→ **Exercise description**
Every line of the entries that holds the word "context" is to be copied.

→ **Entries shown**
PR #42, opened 2018-06-01
Display name

### LINKED ISSUE #36: Using Display_Name for More than Stops
Why does [this line work](https://github.com/umts/stop-project/blob/d069029d4805774f603d676a841b286760f82298/app/views/users/edit.haml#L3) if the method `display_name` is [expecting a stop](https://github.com/umts/stop-project/blob/d069029d4805774f603d676a841b286760f82298/app/helpers/bus_stops_helper.rb#L16)?

mboneil10:
Closes #36

### DIFF
--- a/app/helpers/application_helper.rb
+++ b/app/helpers/application_helper.rb
@@ -1,9 +1,9 @@
 module ApplicationHelper
 
   def display_name(item)
-    case item
-    when :user then item.name.present? ? item.name : 'New user'
-    when :stop then item.name.present? ? item.name : 'New stop'
+    case item.class
+    when User then item.name.present? ? item.name : 'New user'
+    when BusStop then item.name.present? ? item.name : 'New stop'
     end
   end
 end
--- a/app/helpers/application_helper.rb
+++ b/app/helpers/application_helper.rb
@@ -1,9 +1,11 @@
 module ApplicationHelper
 
   def display_name(item)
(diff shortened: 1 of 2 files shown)


mboneil10:
Tried to do the `item_type` thing? Couldn't figure it out. Please help.

app/helpers/application_helper.rb
```diff
@@ -1,2 +1,9 @@
 module ApplicationHelper
+
+  def display_name(item)
+    case item.class
```
dfaulken: Case statements evaluate with `===`, so you can do things like

```ruby
case some_variable
when String
  puts some_variable
when Integer
  some_variable.succ.to_s
#...
end
```

dfaulken: Without needing to say `some_variable.class`, that is.

mboneil10: Thanks, I think I've only ever written one once before. Not a real excuse, but thanks!! I'll make the change now.

app/helpers/application_helper.rb
```diff
@@ -1,2 +1,11 @@
 module ApplicationHelper
+
+  def display_name(item)
+    case item
+    when User
+      item.name.present? ? item.name : 'New user'
```
dfaulken: How about `item.name || 'New user'`?

PR #43, opened 2018-06-01
Change HASTUS fields and selects into text

### LINKED ISSUE #41: User can change stop Name and Hastus ID
We should probably prevent this.

mboneil10:
Closes #41


mboneil10:
Makes it impossible to add `name`, `hastus_id`, and `route_list` in a new stop. But it was decided in the PVTA meeting yesterday that we didn't want anyone to be able to create stops on this website. Stops should be created in Hastus.

jforgue:
I like how you're displaying the routes now, it doesn't take up too much space.

Issue #21, opened 2018-03-17
Tests


dfaulken:
Didn't write tests for this. Wasn't necessary for MVP in the agile cycle.

Should backfill them continually.

dfaulken:
Or, could wait until initial set of meetings about this project codifies the desired functionality to the point where writing tests won't be a waste.

mboneil10:
I'll get started on integration tests.

mboneil10:
Here's the plan, 3 different PRS:
- test setup
- unit tests
- system tests

mboneil10:
We're pretty good with tests. I expect coverage to bump once we go deeper into the rewrite.

PR #47, opened 2018-06-05
System tests

mboneil10:
Part 2 of 3 for #21

### DIFF
--- a/config/initializers/paper_trail.rb
+++ b/config/initializers/paper_trail.rb
@@ -1,0 +1,1 @@
+PaperTrail.config.track_associations = false
--- a/coverage/.last_run.json
+++ b/coverage/.last_run.json
@@ -1,5 +1,5 @@
 {
   "result": {
-    "covered_percent": 45.83
+    "covered_percent": 19.91
   }
 }
--- a/coverage/.last_run.json
+++ b/coverage/.last_run.json
@@ -1,5 +1,5 @@
 {
   "result": {
-    "covered_percent": 19.91
+    "covered_percent": 21.72
   }
 }
--- a/coverage/.last_run.json
+++ b/coverage/.last_run.json
@@ -1,5 +1,5 @@
 {
   "result": {
-    "covered_percent": 23.08
+    "covered_percent": 22.62
   }
 }
--- a/coverage/.last_run.json
+++ b/coverage/.last_run.json
@@ -1,5 +1,5 @@
 {
   "result": {
-    "covered_percent": 67.27
+    "covered_percent": 21.79
   }
 }
--- a/coverage/.last_run.json
+++ b/coverage/.last_run.json
@@ -1,5 +1,5 @@
 {
   "result": {
-    "covered_percent": 48.21
+    "covered_percent": 23.08
   }
 }
--- a/coverage/.last_run.json
+++ b/coverage/.last_run.json
@@ -1,5 +1,5 @@
 {
   "result": {
-    "covered_percent": 21.79
+    "covered_percent": 22.62
   }
 }
--- a/coverage/.last_run.json
+++ b/coverage/.last_run.json
@@ -1,5 +1,5 @@
 {
   "result": {
-    "covered_percent": 21.72
+    "covered_percent": 83.44
   }
 }
--- a/coverage/.last_run.json
+++ b/coverage/.last_run.json
@@ -1,5 +1,5 @@
 {
   "result": {
-    "covered_percent": 22.62
+    "covered_percent": 48.21
   }
 }
--- a/coverage/.last_run.json
+++ b/coverage/.last_run.json
@@ -1,5 +1,5 @@
 {
   "result": {
-    "covered_percent": 22.62
+    "covered_percent": 23.08
   }
 }
--- a/coverage/.last_run.json
+++ b/coverage/.last_run.json
@@ -1,5 +1,5 @@
 {
   "result": {
-    "covered_percent": 38.69
+    "covered_percent": 45.83
   }
 }
--- a/coverage/.last_run.json
+++ b/coverage/.last_run.json
@@ -1,5 +1,5 @@
 {
   "result": {
-    "covered_percent": 23.08
+    "covered_percent": 38.69
   }
 }
--- a/spec/factories/bus_stops.rb
+++ b/spec/factories/bus_stops.rb
@@ -1,6 +1,6 @@
 FactoryBot.define do
   factory :bus_stop do
     name 'stop'
-    sequence(:hastus_id)
+    sequence :hastus_id
   end
 end
--- a/spec/factories/bus_stops.rb
+++ b/spec/factories/bus_stops.rb
@@ -1,3 +1,5 @@
+# frozen_string_literal: true
+
 FactoryBot.define do
   factory :bus_stop do
     name 'stop'
--- a/spec/system/bus_stops/managing_bus_stops_spec.rb
+++ b/spec/system/bus_stops/managing_bus_stops_spec.rb
@@ -62,9 +62,3 @@ describe 'viewing outdated' do
     pending('review datepickers and capybara')
   end
 end
-
-describe 'exporting all as CSV' do
-  it 'exports a CSV of all stops' do
-    pending('maybe later')
-  end
-end
--- a/spec/system/bus_stops/managing_bus_stops_spec.rb
+++ b/spec/system/bus_stops/managing_bus_stops_spec.rb
@@ -4,7 +4,7 @@ describe 'managing stops as an admin' do
 
   before :each do
     admin = create :user, :admin
-    @bus_stop = create :bus_stop, name: 'GRC'
+    @bus_stop = create :bus_stop
     
     when_current_user_is admin
     visit manage_bus_stops_url
--- a/spec/system/bus_stops/managing_bus_stops_spec.rb
+++ b/spec/system/bus_stops/managing_bus_stops_spec.rb
@@ -1,47 +1,45 @@
 require 'spec_helper'
 
 describe 'managing stops as an admin' do
+  let(:admin) { create :user, :admin }
+  let!(:bus_stop) { create :bus_stop }
   before :each do
-    admin = create :user, :admin
-    @bus_stop = create :bus_stop
-    
     when_current_user_is admin
     visit manage_bus_stops_url
   end
   context 'delete button' do
     it 'deletes the specific bus stop' do
       expect(page).to have_selector 'table.manage tbody tr', count: 1
-      within 'tr', text: @bus_stop.name do
+      within 'tr', text: bus_stop.name do
         click_button 'Delete'
       end
       page.driver.browser.switch_to.alert.accept
       expect(page).to have_selector 'p.notice',
-        text: "#{@bus_stop.name} has been deleted."
-      expect(page).not_to have_selector 'table.manage tbody tr', text: @bus_stop.name
+        text: "#{bus_stop.name} has been deleted."
+      expect(page).not_to have_selector 'table.manage tbody tr', text: bus_stop.name
     end
   end
   context 'edit button' do
     it 'redirects to edit bus stop page' do
       expect(page).to have_selector 'table.manage tbody tr', count: 1
-      within 'tr', text: @bus_stop.name do
+      within 'tr', text: bus_stop.name do
         click_link 'Edit'
       end
-      expect(page).to have_content "Editing #{@bus_stop.name}"
-      expect(page.current_url).to end_with edit_bus_stop_path(@bus_stop.hastus_id)
+      expect(page).to have_content "Editing #{bus_stop.name}"
+      expect(page.current_url).to end_with edit_bus_stop_path(bus_stop.hastus_id)
     end
   end
 end
 
 describe 'viewing outdated' do
+  let(:admin) { create :user, :admin }
+  let!(:present_stop) { create :bus_stop }
+  let!(:date) { Date.today }
+  let!(:old_stop_1) { create :bus_stop, updated_at: (date - 2.months) }
+  let!(:old_stop_2) { create :bus_stop, updated_at: (date - 3.months) }
   before :each do
-    admin = create :user, :admin
-    @present_stop = create :bus_stop
-    @date = Date.today
-    @stop_1 = create :bus_stop, updated_at: (@date - 2.months)
-    @stop_2 = create :bus_stop, updated_at: (@date - 3.months)
     when_current_user_is admin
     visit manage_bus_stops_url
-
     click_link 'View Outdated'
   end
   it 'redirects to outdated page' do
@@ -49,14 +47,14 @@ describe 'viewing outdated' do
   end
   it 'displays only outdated stops' do
     expect(page).to have_selector 'table.manage tbody tr', count: 2
-    expect(page).to have_selector 'table.manage tbody tr', text: @stop_1.name
-    expect(page).to have_selector 'table.manage tbody tr', text: @stop_2.name
+    expect(page).to have_selector 'table.manage tbody tr', text: old_stop_1.name
+    expect(page).to have_selector 'table.manage tbody tr', text: old_stop_2.name
   end
   it 'allows editing of outdated stops' do
-    within 'tr', text: @stop_1.hastus_id do
+    within 'tr', text: old_stop_1.hastus_id do
       click_link 'Edit'
     end
-    expect(page).to have_content "Editing #{@stop_1.name}"
+    expect(page).to have_content "Editing #{old_stop_1.name}"
   end
   it 'outdated can be narrowed down with a different date' do
     pending('review datepickers and capybara')
--- a/spec/system/bus_stops/managing_bus_stops_spec.rb
+++ b/spec/system/bus_stops/managing_bus_stops_spec.rb
@@ -59,16 +59,12 @@ describe 'viewing outdated' do
     expect(page).to have_content "Editing #{@stop_1.name}"
   end
   it 'outdated can be narrowed down with a different date' do
-    within '#date' do
-      # datepickers guh
-      fill_in 'date', with: @date
-      binding.pry
-      click_button 'Change date'
-    end
+    pending('review datepickers and capybara')
   end
 end
 
 describe 'exporting all as CSV' do
   it 'exports a CSV of all stops' do
+    pending('maybe later')
   end
 end
--- a/spec/system/bus_stops/managing_bus_stops_spec.rb
+++ b/spec/system/bus_stops/managing_bus_stops_spec.rb
@@ -47,12 +47,12 @@ describe 'viewing outdated' do
   end
   it 'displays only outdated stops' do
     expect(page).to have_selector 'table.manage tbody tr', count: 2
-    expect(page).to have_selector 'table.manage tbody tr', text: old_stop_1.updated_at
-    expect(page).to have_selector 'table.manage tbody tr', text: old_stop_2.updated_at
-    expect(page).not_to have_selector 'table.manage tbody tr', text: present_stop.updated_at
+    expect(page).to have_selector 'table.manage tbody tr', text: old_stop_1.updated_at.strftime('%Y-%m-%d %H:%M %P')
+    expect(page).to have_selector 'table.manage tbody tr', text: old_stop_2.updated_at.strftime('%Y-%m-%d %H:%M %P')
+    expect(page).not_to have_selector 'table.manage tbody tr', text: present_stop.updated_at.strftime('%Y-%m-%d %H:%M %P')
   end
   it 'allows editing of outdated stops' do
-    within 'tr', text: old_stop_1.updated_at do
+    within 'tr', text: old_stop_1.updated_at.strftime('%Y-%m-%d %H:%M %P') do
       click_link 'Edit'
     end
     expect(page).to have_content "Editing #{old_stop_1.name}"
--- a/spec/system/bus_stops/managing_bus_stops_spec.rb
+++ b/spec/system/bus_stops/managing_bus_stops_spec.rb
@@ -33,15 +33,32 @@ describe 'managing stops as an admin' do
 end
 
 describe 'viewing outdated' do
-  context 'click the link' do
-    it 'redirects to outdated page' do
-      click_link 'View Outdated'
-      expect(page.current_url).to end_with outdated_bus_stops_path
+  before :each do
+    admin = create :user, :admin
+    @present_stop = create :bus_stop
+    @date = Date.today
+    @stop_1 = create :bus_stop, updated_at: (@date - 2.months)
PR #48, opened 2018-06-05
Completed only when Stop is Completed

### LINKED ISSUE #37: Only allow Completed Stop after All Fields are Filled

mboneil10:
Closes #37

### DIFF
--- a/app/models/bus_stop.rb
+++ b/app/models/bus_stop.rb
@@ -6,6 +6,7 @@ class BusStop < ApplicationRecord
   has_paper_trail
   validates :name, presence: true
   validates :hastus_id, presence: true, uniqueness: true
+  validates :check_completed, presence: { if: :completed? }
   has_and_belongs_to_many :routes
 
   before_save :assign_completion_timestamp, if: -> { completed_changed? }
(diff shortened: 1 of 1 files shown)


app/models/bus_stop.rb
```diff
@@ -6,6 +6,7 @@ class BusStop < ApplicationRecord
   has_paper_trail
   validates :name, presence: true
   validates :hastus_id, presence: true, uniqueness: true
+  validates :check_completed, presence: { if: :completed? }
```
dfaulken: To use a custom validation method, you want `validate`, not `validates`, correct?

I think it would be good to see a unit test in any case.

app/models/bus_stop.rb
```diff
@@ -83,4 +84,7 @@ def assign_completion_timestamp
     assign_attributes completed_at: (completed? ? DateTime.current : nil)
   end
 
+  def check_completed
+    errors.add :base, 'You must complete all fields before marking stop as complete.'
```
dfaulken: So this always adds an error for any completed stop?

I'm confused as to how there isn't any statement that checks for all of the completed fields in this PR.

mboneil10:
Closing; see #64

PR #56, opened 2018-06-06
Fix migrations for rails 5.1

jforgue:


db/migrate/20180319230634_add_sign_type_to_bus_stops.rb
```diff
@@ -1,4 +1,4 @@
-class AddSignTypeToBusStops < ActiveRecord::Migration[4.2]
```
Anbranin: The number here should be the rails version that this migration was written for.

Since there are no syntactical changes between migrations written for 4.2 and those written for 5.1 (that I know of.. at least not with these simple ones) changing this number becomes merely unnecessary and not harmful. I just wanted you to know.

→ **Answer to this problem**
   context 'delete button' do
   context 'edit button' do
-  context 'click the link' do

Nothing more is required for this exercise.